A cool thing I heard about a few years ago: A schizophrenia diagnostic tool that worked like a breathalyzer.
I'm not sure what the current status is.
(Insert obligatory libertarian disclaimer that mental illness doesn't actually exist and that it's all a lie invented by the state, and I know this because I intercepted some of their mind control rays and decoded the secret message.)
Insert obligatory libertarian disclaimer that mental illness doesn't actually exist and that it's all a lie invented by the state...
thoreau, from this response, I would have to assume that you accept the currently prevaling medical model of mental illness. I won't bother trying to dissuade you, but let me refer you to Peter Breggin, a psychiatrist who has written extensively on the failings of this model, and of the many harmful drugs used to 'treat' people under this model.
Just to be clear (no pun intended), Breggin is not a scientologist. (Neither am I).
However, Klimas is concerned that insurance companies may not want to cover such early health images because they will argue that the person is not actually sick.

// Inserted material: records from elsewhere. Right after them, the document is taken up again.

PR #2165, opened 2024-03-13
docs: fix broken link

kylemeenehan:

Fixes a broken link in the documentation

## Steps to validate locally

Notice that the old link is no longer valid:
https://github.com/mobxjs/mobx-state-tree/blob/master/packages/mobx-state-tree/__tests__/core/reference-custom.test.ts#L148

Notice that the new link is valid:
https://github.com/mobxjs/mobx-state-tree/blob/master/__tests__/core/reference-custom.test.ts#L127

Please note that I've updated the line number. I didn't check the history of that file, but I do believe this line number is the best entry point to explore the file in the context of this documentation.


coolsoftwaretyler:
Love it, thank you @kylemeenehan! I'm going to merge and will deploy shortly.

Issue #2138, opened 2024-02-06
Linters do not recognize `fail` as a required import in library code


coolsoftwaretyler:
We've run into this problem a few times, where TypeScript thinks `fail` is a Jest function, so it doesn't send an error when we're missing an import.

Here's a recent PR that fixes one instance of the problem:

https://github.com/mobxjs/mobx-state-tree/pull/2137

And we've seen it before: https://github.com/mobxjs/mobx-state-tree/issues/1989

I think this is a great issue for someone who is new to the project. We need to make sure we don't have missing imports, so we should either:

1. Tell TypeScript that `fail` needs to be defined (perhaps using folder paths to differentiate, since tests are separate)
2. Rename `fail` to something that doesn't collide with Jest, like `mstFail` or something

Either way, we should be able to verify we aren't missing any more `fail` imports with linting.

JuanJo4:
hey @coolsoftwaretyler, I'll work on this one ✋

coolsoftwaretyler:
Hi @JuanJo4, that's great! Let me know if you need a hand.

I think I'd slightly prefer the approach where we rename the function to be like, `mstFail`, so we don't collide with Jest.

JuanJo4:
> I think I'd slightly prefer the approach where we rename the function to be like, `mstFail`, so we don't collide with Jest.
agreed, and I decided to use a class instead of a function `class MstError extends Error`, it seems more natural to me to throw an Error and not a function.

I'll push a PR soon, not sure how to write a test for this though, any suggestions?

coolsoftwaretyler:
I also have a slight preference for a function here, I assume renaming the function and renaming its call sites is easier that way, but I'm happy to consider the class if it offers some other advantage.

As for a test, I would exercise the behavior - what parameters do we ask for, and what do we expect to happen? Maybe spy on whatever console method we use in the failures.

Issue #1989, opened 2022-12-09
fail is not defined exception instead of assertion


Sinled:
**_Bug report_**

* [x] I've checked documentation and searched for existing issues
* [x] I've made sure my project is based on the latest MST version
* [ ] Fork [this](https://codesandbox.io/s/y64pzxj01) code sandbox or another minimal reproduction. 

**Describe the expected behaviour**
https://github.com/mobxjs/mobx-state-tree/blob/master/packages/mobx-state-tree/src/core/node/BaseNode.ts#L166

it seems there is missing `fail` import, 
instead `"assertion failed: cannot finalise the creation of a node that is already dead" ` i receive `fail is not defined` error in my application

**Describe the observed behaviour**
Correct assertion should be thrown

coolsoftwaretyler:
Hey @Sinled - do you have a minimum reproduction of the error that you're seeing here?

Sinled:
@coolsoftwaretyler  It was 4 months ago, i can't remember exact reproduction.

But if you open this file
https://github.com/mobxjs/mobx-state-tree/blob/master/packages/mobx-state-tree/src/core/node/BaseNode.ts#L166

`fail` function is called, but it is not imported anywhere in the file

but for example here 
https://github.com/mobxjs/mobx-state-tree/blob/master/packages/mobx-state-tree/src/core/node/scalar-node.ts

`fail` function explicitly imported

as i understand it wont work unless `fail` is in global scope?

coolsoftwaretyler:
Thanks, @Sinled! That's still quite helpful.

I am going through old issues and triaging, so I appreciate you getting back to me. If you run into it again, a reproduction would be helpful, but it should be easy for us to find this and patch it up with the provided info.

Not sure on the timeline, just getting started with some maintenance here, but I will update this issue as things get prioritized and moved along.

coolsoftwaretyler:
Hey @nithinssabu - I'm going to assign this to you [since you asked to get tasked with some smaller bug fixes](https://github.com/mobxjs/mobx-state-tree/issues/2045#issuecomment-1648263158). I'd love to see a PR here that adds a test making sure we throw the correct error, and of course fix the missing import.

Let me know if you've got additional questions. Thanks!

coolsoftwaretyler:
Hmm, for whatever reason, GitHub is not letting me assign this to you. See if you can self-assign, @nithinssabu. Otherwise, this comment should serve as info enough to keep folks from doubling work.

[...]

PR #2171, opened 2024-03-31
fix: #2138 linter issues with fail function

JuanJo4:

It solves #2138, this has happened before (#2137 & #1989) and was solved only for those specific cases, this PR aims to fix once and for all.

This is what I did:
- removed `fail` function and created a new `MstError` class that extends from `Error`.
- adjusted the calls of the `fail` function accordingly.
- removed unused imports

## Steps to validate locally

I've added some basic unit tests, not sure if that's enough.


coolsoftwaretyler:
Thanks @JuanJo4! I'll take a look today or tomorrow.

__tests__/uitls.test.ts
```diff
@@ -0,0 +1,20 @@
+import { MstError } from "../src/utils"
```
coolsoftwaretyler, line 1: **issue:** @JuanJo4 - would you mind renaming this file to `__tests__/utils.test.ts`?  I think the file name is a typo currently.

__tests__/uitls.test.ts
```diff
@@ -0,0 +1,20 @@
...
+
+describe("MstError custom error class", () => {
```
coolsoftwaretyler, line 3: **praise:** @JuanJo4 - thank you for these test! Make sense to me!

coolsoftwaretyler (changes requested):
Hey @JuanJo4 - I love it. I came around to really liking the new class rather than the function-based approach. Initially, I thought `fail` was `throw`ing, but I had misremenbered. Since we were throwing whatever gets returned from `fail`, I think a new class that extends `Error` is perfect.

I found a typo in one of your file names. Would you mind fixing that? Once you do, we can merge this.

Thanks for doing this! Really appreciate it.

__tests__/uitls.test.ts
JuanJo4: oh! my bad... fixed.

coolsoftwaretyler:
Perfect! Merging.

I'll get a new 6.0.0 release out soon. We're in a preview mode for the next major and this should land there once we ship it.

Thanks for the help, and please let us know if there's anything else you'd like to work on.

That may be the argument, but it isn't the reason. Ideally the reason to cover diagnostic procedures is to catch problems early and save money in the long run.
One current problem with that line of thinking is that most people with good health insurance don't keep the same medical insurance policy long enough for the benefits to accrue. Instead they change policies every time they change jobs.
Given the volatility of today's employment market I think one of the reforms needed is to divorce medical insurance from the "job benefits" pool.